I do not know the Milton area, but wherever you are, you are going to have a tough time catching them this time of year. This warming trend might have them moving a little, but I have not seen any movement in my normal spot.


----------



## BananaTom (Feb 16, 2008)

*I use Fiddler Crab Traps, just bait it, set it, and come back the next day. 

Full of Fiddler Crabs.

Now the spot to place it is a best kept secret.*


----------



## BananaTom (Feb 16, 2008)

*Fiddler Crab Trap*


----------



## flounderslayerman (Jun 3, 2011)

It needs to be warm out or you won't find any.


----------



## Rooster21 (Oct 27, 2009)

Where do you buy fiddler traps at


----------



## OTTE*DA*WORM (Feb 12, 2011)

Not too sure about Milton, but by the Waffle House in Pace and also at the fishing dock off of Hwy 90 in Pace. They are everywhere and can be caught by the hundreds. O*D*W


----------



## setlab (Jul 4, 2013)

Thanks, I'll have to put in by Pace and check it out. That fiddler crap trap is new to me too, I thought a fiddler crab trap was a buried bucket in the sand.
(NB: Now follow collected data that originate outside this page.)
PR #156, opened 2021-12-23
RHIROS-449 Get region from performance_record

r14chandra:
Getting `region` value from rule hit won't work for optimized state. Not able to get `region` for NO_PCP_DATA also. Hence, using performance_record to get the `region` value, storing it in `systems` table and discarding it from `performance_record.` Also discarding `instance_type` from performance_record as we already have instance_type column in systems table.
Added tests for no-pcp, undersized and optimized states

### DIFF
--- a/ros/processor/insights_engine_result_consumer.py
+++ b/ros/processor/insights_engine_result_consumer.py
@@ -130,7 +130,7 @@ class InsightsEngineResultConsumer:
                     number_of_recommendations=rec_count,
                     state=SYSTEM_STATES[state_key],
                     instance_type=performance_record.get('instance_type'),
-                    region=reports[0].get('details').get('region')
+                    region=performance_record.get('region')
                 )
                 LOG.info(
                     f"{self.prefix} - System created/updated successfully: {host['id']}"
@@ -159,7 +159,8 @@ class InsightsEngineResultConsumer:
                         'max_io': 0,
                         'io': {}
                     }
-
+                del performance_record['instance_type']
+                del performance_record['region']
                 get_or_create(
                     db.session, PerformanceProfile, ['system_id', 'report_date'],
                     system_id=system.id,
--- a/ros/processor/insights_engine_result_consumer.py
+++ b/ros/processor/insights_engine_result_consumer.py
@@ -159,8 +159,10 @@ class InsightsEngineResultConsumer:
                         'max_io': 0,
                         'io': {}
                     }
+                # Following are saved on respective system record
                 del performance_record['instance_type']
                 del performance_record['region']
+
                 get_or_create(
                     db.session, PerformanceProfile, ['system_id', 'report_date'],
                     system_id=system.id,
--- a/tests/test_insights_engine_result_consumer.py
+++ b/tests/test_insights_engine_result_consumer.py
@@ -120,3 +120,19 @@ def test_process_report_undersized(engine_result_message, engine_consumer, db_se
         assert data.state == SYSTEM_STATES['INSTANCE_UNDERSIZED']
         assert db.session.query(PerformanceProfile).filter_by(system_id=data.id).first().performance_record ==\
                performance_record
+
+
+def test_process_report_optimized(engine_result_message, engine_consumer, db_setup, performance_record):
+    engine_result_message = engine_result_message("insights-engine-result-undersized.json")
+    host = engine_result_message["input"]["host"]
+    ros_reports = []
+    system_metadata = engine_result_message["results"]["system"]["metadata"]
+    current_performance_record = copy.copy(performance_record)
+    engine_consumer.process_report(host, ros_reports, system_metadata, performance_record)
+    data = db_get_host(host['id'])
+    assert str(data.inventory_id) == host['id']
+    with app.app_context():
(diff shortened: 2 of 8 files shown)


saltgen:
@r14chandra I will post my comments by 1st half tomo, sorry for the delay.
Meanwhile could you add in the tests for optimized, no-pcp and undersized?

tests/test_insights_engine_result_consumer.py
```diff
@@ -44,42 +47,92 @@ def engine_consumer():
...
+    with app.app_context():
+        assert data.instance_type == current_performance_record['instance_type']
+        assert data.state == SYSTEM_STATES['INSTANCE_UNDERSIZED']
+        assert db.session.query(PerformanceProfile).filter_by(system_id=data.id).first().performance_record ==\
+               performance_record
+
+
+def test_process_report_optimized(engine_result_message, engine_consumer, db_setup, performance_record):
+    engine_result_message = engine_result_message("insights-engine-result-undersized.json")
+    host = engine_result_message["input"]["host"]
```
saltgen, line 127: @r14chandra Line 126 should load engine msg for optmized i.e. insights-engine-result-`optimized`.json

r14chandra: Typo 😓. Thanks for pointing out 👍🏻

ros/processor/insights_engine_result_consumer.py
```diff
@@ -130,7 +130,7 @@ def process_report(self, host, reports, utilization_info, performance_record):
                     number_of_recommendations=rec_count,
                     state=SYSTEM_STATES[state_key],
                     instance_type=performance_record.get('instance_type'),
-                    region=reports[0].get('details').get('region')
+                    region=performance_record.get('region')
                 )
```
saltgen, line 134: The idea of adding tests generally is to ensure that your changes are actually working.
Could you assert the `region` data in the system state tests i.e. along with the `instance_type`?

tests/test_insights_engine_result_consumer.py
```diff
@@ -44,42 +47,92 @@ def engine_consumer():
...
+               performance_record
+
+
+def test_process_report_undersized(engine_result_message, engine_consumer, db_setup, performance_record):
+    engine_result_message = engine_result_message("insights-engine-result-undersized.json")
+    host = engine_result_message["input"]["host"]
+    ros_reports = [engine_result_message["results"]["reports"][7]]
+    system_metadata = engine_result_message["results"]["system"]["metadata"]
+    current_performance_record = copy.copy(performance_record)
+    engine_consumer.process_report(host, ros_reports, system_metadata, performance_record)
```
saltgen, line 115: Let's rename `current_performance_record` to `_performance_record` or something more appropriate :thinking:

saltgen:
@r14chandra I tried loading `insights-engine-result-under-pressure.json` in `test_process_report_optimized`
And it is passing :open_mouth: 
Can you check what's up with that?

tests/test_insights_engine_result_consumer.py
saltgen: Np!

r14chandra:
> @r14chandra I tried loading `insights-engine-result-under-pressure.json` in `test_process_report_optimized` And it is passing open_mouth Can you check what's up with that?

@saltgen I guess we're utilizing the insights-engine-result for this particular state (i.e Optimized) for getting  `system_metadata`  and `host` and not `ros_report` (which is unique for every state). That's why any engine would work for this state. Please, correct me.

tests/test_insights_engine_result_consumer.py
r14chandra: Yeah `_performance_record` would be fine 👍🏻

ros/processor/insights_engine_result_consumer.py
r14chandra: `instance_type` assertion is already there. I assert the region data 👍🏻

ros/processor/insights_engine_result_consumer.py
```diff
@@ -159,7 +159,8 @@ def process_report(self, host, reports, utilization_info, performance_record):
                         'max_io': 0,
                         'io': {}
                     }
-
+                del performance_record['instance_type']
+                del performance_record['region']
                 get_or_create(
```
saltgen, line 164: @r14chandra Could you add a comment above, stating the reason for the `del` statements?

saltgen:
> > @r14chandra I tried loading `insights-engine-result-under-pressure.json` in `test_process_report_optimized` And it is passing open_mouth Can you check what's up with that?
> 
> @saltgen I guess we're utilizing the insights-engine-result for this particular state (i.e Optimized) for getting `system_metadata` and `host` and not `ros_report` (which is unique for every state). That's why any engine result would work for this state. Please, correct me.

This was primarily due to ros_reports being explicitly set to [] in the respective test, which should be the case but only for optimized state. All good, thanks!

saltgen (approved):
Appreciate the effort on the tests @r14chandra  :raised_hands: 
LGTM :+1:

kgaikwad:
Thank you @saltgen for review! Merging this PR.

PR #235, opened 2018-10-09
Refactor filterable combobox from 8woc

mbr4477:
**All the deletions are from removing outdated 8woc profile creation code that broke when the combobox was refactored, and other user creation views that are outdated.** If we return to the profile screens in the future, we can checkout these files from a previous dev commit.

## Usage
```kotlin
filterablecombobox<Language> {
    // Set up the string converter
    converter = object: StringConverter<FilterableItem<Language>>() {
        override fun toString(filterable: FilterableItem<Language>?): String
                = filterable?.let { "${it.item.name} (${it.item.slug})" } ?: ""

        override fun fromString(string: String): FilterableItem<Language>?
                = items.filter { string.contains(it.item.slug) }.firstOrNull()
    }

    Injector
            .languageRepo
            .getAll()
            .subscribe { retrieved ->
                items = FXCollections.observableList(
                        retrieved.map { 
                            FilterableItem(it, listOf(it.name, it.anglicizedName, it.slug)) 
                        }
                )
            }

    selectionModel.selectedItemProperty().onChange {
        println(it?.item)
    }
}
```


natibekele (dismissed):

mbr4477:
Updated usage
```kotlin
filterablecombobox<Language> {
    // Set up the string converter
    converter = object: StringConverter<Language>() {
        override fun toString(language: Language?): String
                = language?.let { "${it.name} (${it.slug})" } ?: ""
        override fun fromString(string: String): Language?
                = items.filter { string.contains(it.slug) }.firstOrNull()
    }

    items.onChange { updatedLanguages ->
        filterItems.setAll(
            updatedLanguages.list.map { 
                // Create the filterable item with the filter parameters
                FilterableItem(it, listOf(it.name, it.anglicizedName, it.slug))
            }
        }
    }

    selectionModel.selectedItemProperty().onChange {
        println(it?.item)
    }
}
```

Keeping converter since the exact conversion from object to string is dependent on the generic type and won't be the same for all filterable boxes (trying to treat this as a generic box, not just for languages).

mbr4477:
Added `filterConverter` function that maps an item to the filter key words. No more need to mess with FilterableItem in the usage.
```kotlin
filterablecombobox<Language> {
    // Set up the string converter
    converter = object: StringConverter<Language>() {
        override fun toString(language: Language?): String
                = language?.let { "${it.name} (${it.slug})" } ?: ""
        override fun fromString(string: String): Language?
                = items.filter { string.contains(it.slug) }.firstOrNull()
    }

    filterConverter = { language ->
        listOf(language.name, language.slug, language.anglicizedName)
    }

    selectionModel.selectedItemProperty().onChange {
        println(it?.item)
    }
}
```

PR #261, opened 2018-10-18
Dao updates, import RC zip files

mbr4477:
- Uses new DaoProcs class to handle db transactions involving multiple table daos
- Allows import option from folder or zip file

### DIFF
--- a/src/main/kotlin/org/wycliffeassociates/otter/jvm/persistence/repositories/CollectionRepository.kt
+++ b/src/main/kotlin/org/wycliffeassociates/otter/jvm/persistence/repositories/CollectionRepository.kt
@@ -7,11 +7,11 @@ import io.reactivex.schedulers.Schedulers
 import org.wycliffeassociates.otter.common.data.model.Collection
 import org.wycliffeassociates.otter.common.data.model.RelatedCollectionContent
 import org.wycliffeassociates.otter.common.data.model.ResourceMetadata
-import org.wycliffeassociates.otter.common.domain.usfm.UsfmDocument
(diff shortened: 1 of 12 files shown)


src/main/kotlin/org/wycliffeassociates/otter/jvm/persistence/repositories/CollectionRepository.kt
```diff
@@ -103,6 +106,29 @@ class CollectionRepository(
                 .subscribeOn(Schedulers.io())
     }
 
+    override fun duplicateCollectionAndContent(obj: Collection, newMetadata: ResourceMetadata): Single<Collection> {
```
jsarabia, line 109: The repository is your public API, which means, it should perform high level abstract concepts that the app developer would be trying to do from the domain layer. 

The complex naming of this method is a sign that this functionality isn't exactly the high level intent that the app developer has. Why would they want to duplicate collections and content? Do they want to create a derivative project, in which one of the intermediate steps is to copy the source project's structure? Should that intermediate step not be private?

Method signatures are also much more important in public APIs meant to be used by other teams than they are in internal private method blocks (I get that we're one team here, and we often work in multiple layers, but as the repo developer you are on the database team, providing a service to the app team). There is no API manual, the method name is unclear, so names of parameters are the next step at deciphering the intention of the method. Object is as useless a name as "thing" here because basically everything in kotlin is an object. Is this the source project? Collection is also ambiguous since there's different types- "book," "chapter," "help," "manual" are some potential types here and may have implications on what kind of actions you're looking to do.

mbr4477:
Architecture change

PR #285, opened 2018-10-24
Update audio plugin directory and take directory path

mbr4477:
**Depends on common/mr-plugin-audio-dirs**


.dsp_cache
```diff
@@ -0,0 +1,3 @@
+info=<Dirac library cache file - do not edit>
```
jsarabia: do we need to add .dsp_cache to get ignore?

src/main/kotlin/org/wycliffeassociates/otter/jvm/persistence/DirectoryProvider.kt
```diff
@@ -27,37 +27,45 @@ class DirectoryProvider(private val appName: String) : IDirectoryProvider {
...
+    override fun getProjectAudioDirectory(
+            book: Collection,
+            chapterNumber: Int
+    ): File {
+        // <user data directory>/{language slug}/{rc slug}/{book slug}/{%02d, chapter number}/
+        val appendedPath = listOf(
+                book.resourceContainer?.language?.slug ?: "no_language",
+                book.resourceContainer?.identifier ?: "no_rc",
+                book.slug,
+                "%02d".format(chapterNumber)
```
jsarabia: this is also affected by the %03 thing; perhaps chapter number should just be provided as a preformatted string?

I'll have to keep an eye out for a foldable one like your picture.


----------



## Spoolin Up (May 3, 2011)

If you are on 90 leaving pace, below the 3rd little bridge on the right is always full of them.


----------



## mulletmeat (Apr 12, 2009)

dig them up. between garcon and white point bring a shovel


----------



## Undead (Aug 12, 2010)

Are these spots mainly boat access places? The Waffle House in Pace, is that the one on Woodbine? I walked back there today under the high tension powerlines to where the water was and it may be the wrong time of year, but didn't see any.

The boat ramp on 90, is that where the bridges are between pace/pensacola?

If there's any places you can get to by foot, I'd love to know. It would be great to catch some before heading out to Navarre or PCB pier or wherever the sheepies happen to be.

Thanks!


----------